ゆっくりと山の中の方へ戻っていき、わたしたちから少しずつ離れていった。


うさぎは、景色の一部になって、ふと見失うほど、その場所に存在がぴったりと当てはまっていた。


欠けていたパズルのピースがはまったみたいに。


戻っていく、帰っていく、という表現が浮かんだ。


その光景を、わたしと親は、じっと見つめていた。


不思議に胸を打つ光景だった。



どんな小動物を飼っても、「うるさい、汚い、臭い」以外の感想を持ったことがない親が、


その光景を見て、初めて感慨深そうに、


「ナナちゃんは、ここに放したほうが、幸せなのかもね」とぽつりとつぶやいた。


そしてわたしを見て、


「どうする?ここにナナちゃん、放してく?お母さん、いいよ。」と真顔で聞いた。



うさぎは、鳴かない動物、声のない動物、だけど、そこにいるうさぎは、


毛並みの一本一本までもが、叫び声をあげているようだった。


きっと、わたしも、親も、うさぎの同じ声を聞いたのだろう。


きっと、最初で最後の、うさぎの叫び声だったのだろう。





わたしも同じことを考えていた。


わたしの意見など、普段は決して求めない、親の心変わりを待たないためにも、


私の脳みそは、フル高速で必死に考えていた。


どうしたらいいのか。


私の決断と選択が、うさぎにとって、何が一番最良なものになるのか。


うさぎの寿命、山にいるときと、飼育されてるときと、どっちが長く生を保てるか、


人間に飼育されることと、山に放されることと、どちらがより残酷ではない死を得られるか。

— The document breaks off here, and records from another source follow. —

Issue #1101, opened 2020-10-26
Support China-based Users


kcole16:
### Overview
Users in China are having difficulty accessing the wallet. All render.com services (frontend, contract-helper, RPC, Explorer) are inaccessible. Users over VPN are struggling to receive SMS messages.

### TODOs
- [ ] Switch main wallet to use Netlify (accessible in China)
- [ ] Have contract helper proxy endpoint for China (and use it automatically when needed)
- [ ] Make sure RPC also either accessible directly or has proxy endpoint for China
- [ ] Disable SMS (in future maybe do WeChat or whatever makes more sense in China)
- [ ] Automatically detect language and switch to Chinese

vgrichina:
@kcole16 seems like according to @ilblackdragon wallet is completely accessible in China now at main URL.

My understanding is that Render uses Google Cloud for everything except static websites, and so is similarly available (same as our RPC).

vgrichina:
We still need to improve localization / Disable SMS potentially

ilblackdragon:
Is there an issue tracking wallet selection process? There is a fork version of the wallet with Chinese localization already and but apps and other links send to current wallet.

ilblackdragon:
Just to update here, wallet does work in China but on some networks very slow still - home page sometimes loads for 20-40 seconds.

How about switching to a Cloudflare or some other CDN that is serving data from the edge?

think-in-universe:
In my test from Zhejiang, China, the wallet page is accessible from desktop (<5s), but quite slow (>30s) when opening in mobile browser (Chrome on iPhone). I'll collect more performance data tomorrow and share here. 

I agree with @ilblackdragon that we may try with Cloudflare if possible.

think-in-universe:
@stefanopepe the current issue of web wallet in China is that it sometimes takes users 10~60s to open the web wallet for users and make the UX horrible sometimes for not only wallet but also DApps built with NEAR.

Below are some experiments about how to improve web wallet's UX in China.



### Performacne Benchmarks


1. Here we mainly use **ping.cn** to evaluate the connection speed of the web wallet in China. e.g. https://www.ping.cn/http/wallet.near.org ;
2. User feedbacks: here we collect the feedback from users who experienced from really slow UX in most of the time;
3. Mxpenal data of the wallet if we have any performance data that can measure the loading speed of wallet, or bounce rate after visiting wallet.  


### Deployment Options

[...]

PR #1904, opened 2021-07-12
[WIP] [DONT MERGE] Experiment Hybrid Deployment with Cloudflare Pages

think-in-universe:
### Description

As mentioned in https://github.com/near/near-wallet/issues/1101#issuecomment-878351601, this is a temporary  fix of replacing local static assets with remote assets from Cloudflare Pages such as `wallet3.near.systems`.

> A quick and temporary solution is to replace the link to local JS / CSS assets with resources from another host, by making  `src/index.html` hardcoded with js/css links from one Cloudflare Pages deployment such as https://wallet3.near.systems/ , e.g.  `<script src="https://wallet3.near.systems/src.4965f7fa.js"></script>` , but this will definitely break our current CI process, and is only a temporary solution. (also we need to resolve the CORS issue of loading woff2, and update how images are imported).

### Status

This is even not an complete temporary fix because woff2 and images won't be loaded successfully due to CORS or image importing problem in JS.

### DIFF
--- a/src/index.html
+++ b/src/index.html
@@ -9,6 +9,7 @@
         />
         <meta name="theme-color" content="#000000" />
         <title>NEAR Wallet</title>
+        <link rel="stylesheet" href="https://wallet3.near.systems/src.a7d1707b.css">
     </head>
     <body>
         <noscript>You need to enable JavaScript to run this app.</noscript>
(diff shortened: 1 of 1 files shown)


think-in-universe:
This can be closed since we already fixed in #1906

人間に飼育される場合だったら、その後の展開は明白に思い描ける。



でも、山にうさぎを放した場合の展開は、全く思い描けなかった。


そこは、空白であり、うさぎの意思の脚で駆ける道筋が、


人間の意思の壁を越えて、自由に描き出される場所だった。


わたしはそれが、なんとなく、漠然と、不安に感じた。



うさぎの航跡が、人間の、私たちの手で描いた、私に予測可能な展開を超えて、


うさぎの意志で、自由という全くの空白の中に描く足跡を想像すると、


わたしは、激しく不安になり、自分の気持ちに動揺した。



それがどんなに残酷な展開であっても、予測のつく、


可能性の縛られた、人間の檻に閉じ込められたうさぎを想像するほうが、


それがどんなに過酷ではあっても、孤高で自由な山のうさぎを想像するより、


わたしにとって、気持ち的に、楽であり、許すことができた。



わたしはその瞬間、うさぎを手放したくない、


うさぎを自由にしたくない、わたしがそれを許されないのに、


うさぎだけ、ここから逃げることは許せない、


わたしだけ、この同じ水槽の底に、取り残されることは、耐えられない。


そのように感じたのだ。



わたしは、うさぎを呼び戻した。


ナナ、とうさぎの名前を呼んだ。


水槽の中で命を枯渇させられ、


エサを投げ与えられるときにだけ呼ばれる名前に反射的に反応するようになってしまったうさぎは、


すぐに、ぴょこぴょこと跳ねながらわたしたちの元に戻ってきた。


わたしは一瞬、わたしの声など振り払って、


脱兎のごとく山の中へ逃げてほしいという強い思いが突き上げた。


私はうさぎの名前を呼ぶ自分の声を呪った。



今、この瞬間に、私の声など出なくなればいい、と祈った。


声を持たないウサギのように。


声を持たないウサギは、どんなに逃げたって、いつだって、他の声に縛られるしかないのだ。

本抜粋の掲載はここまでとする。